Everyone including political candidates and the party they represent possess a “Shadow” which also includes many positive and creative elements.
It is worth noting that the “Shadow” also contains many positive attributes:
“If it has been believed hitherto that the human shadow was the source of all evil, it can now be ascertained on closer investigation that the unconscious man, that is, his shadow, does not consist only of morally reprehensible tendencies, but also displays a number of good qualities, such as normal instincts, appropriate reactions, realistic insights, creative impulses, etc.” ~Carl Jung, CW 9ii, Par 423.
One of the fundamental tenets of Depth Psychology is prior to pointing the faults of one’s opponent that one take a deep introspective look at themselves or in the case of politics at the “Shadow” of the political candidate and party of their own preference.
This would be the first step in seeking a “Transcendent Function” to reconcile opposing views.
The continued onslaught against President-Elect Trump including the “He’s not my President” which is so reminiscent of the cries after the 2008 Presidential Election is proof that the projection of fault onto the “other” is alive and well.
The back and forth demonization of political candidates is all too reminiscent of the story about the two lepers who would spend all day at the local bar arguing over who had the most fingers left.
Such a conversation is fruitless.
What would be fruitful is if persons would do an in depth analysis of their own respective party and/or candidate.
Utterances regarding President Trump’s “Shadow” have been repeated ad infinitum.
In confronting their own “Shadow,” opponents of President Elect Trump might also be well served in asking themselves:
• Why Democrats have lost 12 governors, 69 House seats, 13 Senate seats and 910 State Legislature seats since President Obama took office a trend which began years before a Trump candidacy.
• Why in spite of Mr.
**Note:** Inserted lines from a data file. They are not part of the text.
PR #1767, opened 2024-07-31
source-postgres: LSN commit logging tweaks

willdonnelly:
**Description:**

Hopefully this will be enough to show us what, if anything, is going wrong in rare cases to cause the 'confirmed_flush_lsn is greater than resume LSN' warning to fire.

The most important thing here is the introduction of a new INFO level debug message which will output the confirmed LSN immediately before we send it to the server in a "Standby Status Update", if it's different from the previous update. Since we send these updates every 10 seconds this could be moderately spammy, producing up to 6 log messages each minute where previously our steady-state streaming behavior was to emit 2 log messages each minute, a 4x increase. But I think it's worth doing that temporarily across the board so we can actually be 100% certain, the next time we see that warning trigger, whether we had actually sent a confirmation with that value. Once this debugging is all done this message will probably be lowered back to DEBUG level.

There are also a couple of other tweaks to the DEBUG level logging which should make it a bit easier to see what the actual Flow acknowledgement pattern looks like if I dig into a specific task more deeply, but I think that would be much too spammy to have on by default.

- - -
This change is [Reviewable](https://reviewable.io/reviews/estuary/connectors/1767)

### DIFF
--- a/source-postgres/replication.go
+++ b/source-postgres/replication.go
@@ -74,13 +74,13 @@ func (db *postgresDatabase) ReplicationStream(ctx context.Context, startCursor s
 	} else if startLSN < slotInfo.ConfirmedFlushLSN {
 		logrus.WithFields(logrus.Fields{
 			"slot":         slot,
-			"confirmedLSN": slotInfo.ConfirmedFlushLSN,
-			"startLSN":     startLSN,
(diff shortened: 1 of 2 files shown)


williamhbaker (approved):
LGTM

PR #1768, opened 2024-08-01
sqlcapture: Add source column type information to JSON schemas

willdonnelly:
**Description:**

This commit modifies the generic SQL CDC discovery logic so that it will include type information like `(source type: int)` or `(source type: non-nullable enum)` in the description of every column property in the discovered JSON schemas.

In the event that there's already a description, for example in the case of Postgres discovery with comments, the source type info will be appended after that comment.

The goal of this change is to make it much easier to see exactly what sort of source column types we're actually dealing with, as the JSON schema types are a more restricted set and often there may be multiple database types mapped to identical JSON schema types. Currently to see this information we have to go use a low-level `flowctl-go shards edit` command to toggle debug logging on for a capture, search through the massive volume of debug output for the relevant column of the correct table to see what it was, and then go toggle the log level back to `INFO`. This is a pain and I'm also not a big fan of having to restart a task just to see what column types it's handling.

**Workflow steps:**

When looking at a collection in the UI, the "code view" of the collection spec should now tell us what source database type corresponds to each property.

**Notes for reviewers:**

This is in some sense a fairly trivial change, but it produces a pretty large diff since it impacts every property of every discovery snapshot. I also had to refactor a bit of the Postgres discovery logic so that this would work nicely with enums and other user-defined data types, and in practice the biggest risk of this change is if I could have made a mistake there which wasn't caught by our tests.

- - -
This change is [Reviewable](https://reviewable.io/reviews/estuary/connectors/1768)

### DIFF
--- a/source-postgres/discovery.go
+++ b/source-postgres/discovery.go
@@ -452,7 +452,7 @@ type postgresCompositeType struct{}
 
 func (t postgresCompositeType) String() string { return "composite" }
 func (t postgresCompositeType) toColumnSchema(_ sqlcapture.ColumnInfo) (columnSchema, error) {
-	return columnSchema{jsonType: "string"}, nil
+	return columnSchema{}, nil
 }
 
 // Query copied from pgjdbc's method PgDatabaseMetaData.getPrimaryKeys() with
--- a/source-postgres/discovery.go
+++ b/source-postgres/discovery.go
@@ -197,8 +197,12 @@ func (db *postgresDatabase) TranslateDBToJSONType(column sqlcapture.ColumnInfo) 
 		if !ok {
 			return nil, fmt.Errorf("unable to translate PostgreSQL type %q into JSON schema", columnType)
 		}
-	} else if colSchema, ok = column.DataType.(columnSchema); ok {
-		// Nothing else to do since the columnSchema was already determined.
+	} else if dataType, ok := column.DataType.(postgresComplexType); ok {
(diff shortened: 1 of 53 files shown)


source-postgres/discovery.go
```diff
@@ -401,21 +405,56 @@ func getColumns(ctx context.Context, conn *pgx.Conn) ([]sqlcapture.ColumnInfo, e
...
+
+func (t postgresRangeType) toColumnSchema(_ sqlcapture.ColumnInfo) (columnSchema, error) {
+	return columnSchema{jsonType: "string"}, nil
+}
+
+type postgresCompositeType struct{}
+
+func (t postgresCompositeType) String() string { return "composite" }
+func (t postgresCompositeType) toColumnSchema(_ sqlcapture.ColumnInfo) (columnSchema, error) {
+	return columnSchema{jsonType: "string"}, nil
```
williamhbaker, line 455: Do these always come through as a string now? Just double-checking since we used to use the catch-all schema for them by the looks of it.

williamhbaker (approved):
LGTM % one question

source-postgres/discovery.go
willdonnelly: Good catch, I didn't mean to make the type any narrower than it was before here.

willdonnelly: Should be fixed by the commit I just added

PR #1770, opened 2024-08-01
source-mysql: Ignore `CREATE/ALTER/DROP EVENT` queries

willdonnelly:
**Description:**

Ignores `CREATE EVENT`, `ALTER EVENT`, and `DROP EVENT` queries encountered in the binlog. We don't need to care about any of those and the Vitess SQL parser doesn't recognize those statements.


mdibaiee (approved):

williamhbaker (approved):
LGTM

PR #1771, opened 2024-08-01
source-google-pubsub: new connector

williamhbaker:
**Description:**

Creates a new capture connector to capture documents from Google PubSub topics.

This connector works more like a webhook capture than a typical capture that keeps track of the messages it has read via checkpoints. This is because of how Google PubSub works: A request to receive messages does not include any kind of offset or indication of where the recipient wants to resume from. Once the receipt channel is opened, PubSub starts sending any unacknowledged messages to the recipient, which must then process them and acknowledge their receipt. Among other things, this means that there is no "backfill" mechanism for the connector, or any kind of state tracking at all.

Discovery works by finding all of the available PubSub topics and representing them as bindings. For all enabled bindings, a subscription with a deterministic but unique name is created, and that subscription is used to receive messages.

Managing Flow runtime acknowledgements and coordinating acknowledgements of messages to PubSub is probably the most interesting part of the connector code. In short, documents to emit to the runtime are sequenced with signals that the runtime has acknowledge the checkpoints associated with those documents, and those signals are used to send the acknowledgement of the message to PubSub.

With this initial implementation only messages that are encoded as JSON are supported, which should work well for BigQuery continuous queries.

**Workflow steps:**

Create and use the connector to capture from PubSub topics.

New docs will need to be created.

**Notes for reviewers:**

I ran various manual tests with the capture to make sure it worked, with lots of topics and large documents produced at a high rate. I haven't included an integration test with this PR in the interest of time, but may add it later or as a follow-up.

- - -
This change is [Reviewable](https://reviewable.io/reviews/estuary/connectors/1771)


mdibaiee (approved):
LGTM!

PR #1776, opened 2024-08-02
source-stripe-native: adding a pre-process step for 'discounts' fields

Luishfs:
**Description:**

The idea behind this PR is to add a pre-process step to both `InvoiceItems` and `SubscriptionItems`  records.
Stripe API seems to deliver them in a variety of types, and for some reason that broke down the schema inference from the connector. Untill the cause is verified, this should allow the connector to run

**Notes for reviewers:**

Tested end-to-end on a local flow setup. Also, the write-schema was modified to allow for the `discounts` field.

- - -
This change is [Reviewable](https://reviewable.io/reviews/estuary/connectors/1776)

### DIFF
--- a/source-stripe-native/acmeCo/InvoiceItems.schema.yaml
+++ b/source-stripe-native/acmeCo/InvoiceItems.schema.yaml
@@ -30,11 +30,19 @@ properties:
   id:
     title: Id
     type: string
+  discounts:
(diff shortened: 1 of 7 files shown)


Luishfs:
This issue was not replicated, and expressive connector changes make this PR useless, closing....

Trump’s offensive and egregious comments about and actions toward women did 42% of women reject the message and the candidate of the Democratic party and opt to vote for the Trump-Pence ticket. [Another 4% of women voted for a third party candidate]
• Why when facing a potential rolling back of progress in Civil Rights did so many African Americans simply choose not to vote in numbers equal to the previous Presidential elections costing the Clinton-Kane ticket victories in Michigan, Pennsylvania, etc.
• Why when faced with the prospect of mass deportations was Latino voter turnout down from the previous Presidential election.
It might be noted in this regard that President Obama deported more undocumented aliens during his Presidency than all of the Presidents of the 20th century …..combined.
• Does it not beggar the imagination that more African-Americans and Latinos voted for President Trump and Mitt Romney?
• Why did millions of blue collar workers and rural American’s turn their backs on the Democratic Party which they have traditionally supported for generations?
• An overwhelming majority of counties between New York and California voted for President Elect Trump. Overall Trump won approximately 2,600 counties to Clinton’s 500, or about 84% of the geographic United States.
• Why did the Clinton-Kane ticket only win 44% of the vote of those without a college education while President Obama enjoyed 51% of their vote in 2012.
• President Obama ran for President on a Platform of opposition to the War in Iraq. The United States remains embedded in Iraq.
• It might also be noted that prior to a Trump-Pence candidacy that a wave of “Populist Nationalism” had begun to sweep over Europe as sure sign that greater powers are at work.
Somewhere the Democratic Party cast a “Shadow” which motivated millions not to accept their message and/or candidate and either vote for the opposing candidate or not vote at all.
These are the questions opponents of President Elect Trump need to answer and provide pragmatic messages of hope and inspiration to those who chose not to vote for their candidate.
President Obama once famously said: “Yes, we can.”
It is now the responsibility of each Democrat to fulfill this promise.
This will only happen with the formulation and presentation of a pragmatic message of inspiration and hope to the American public including the millions who have rejected the Democratic message and or candidate in the last election.
Surprisingly, there is some commonality of belief between Republicans and Democrats which could serve as the basis of agreement and cooperation and be the basis of a “Transcendent Function” uniting the two points of view and forming a third unifying element.
Both President Trump and Bernie Sanders while on the far right and left of the political spectrum profess a belief in “change.”
Happily, while the term “change” is mercurial and possesses many meaning there are two aspect of “change” which President Trump and Senator Sanders agree upon:
1. Both are opposed to U.S. involvement in Iraq.
2. Each supports the Blue Collar Worker and Rural America.
3. They agree upon the need to rebuild America’s infrastructure.
One can only hope that members of each Party can move beyond the political hyperbole and relentless demonization of one another and seek out the seeds of agreement wherein a fruitful future might blossom.
When you don’t acknowledge that you have such qualities [The Shadow], you are simply feeding the devils. ~Carl Jung, Dream Analysis, Page 53.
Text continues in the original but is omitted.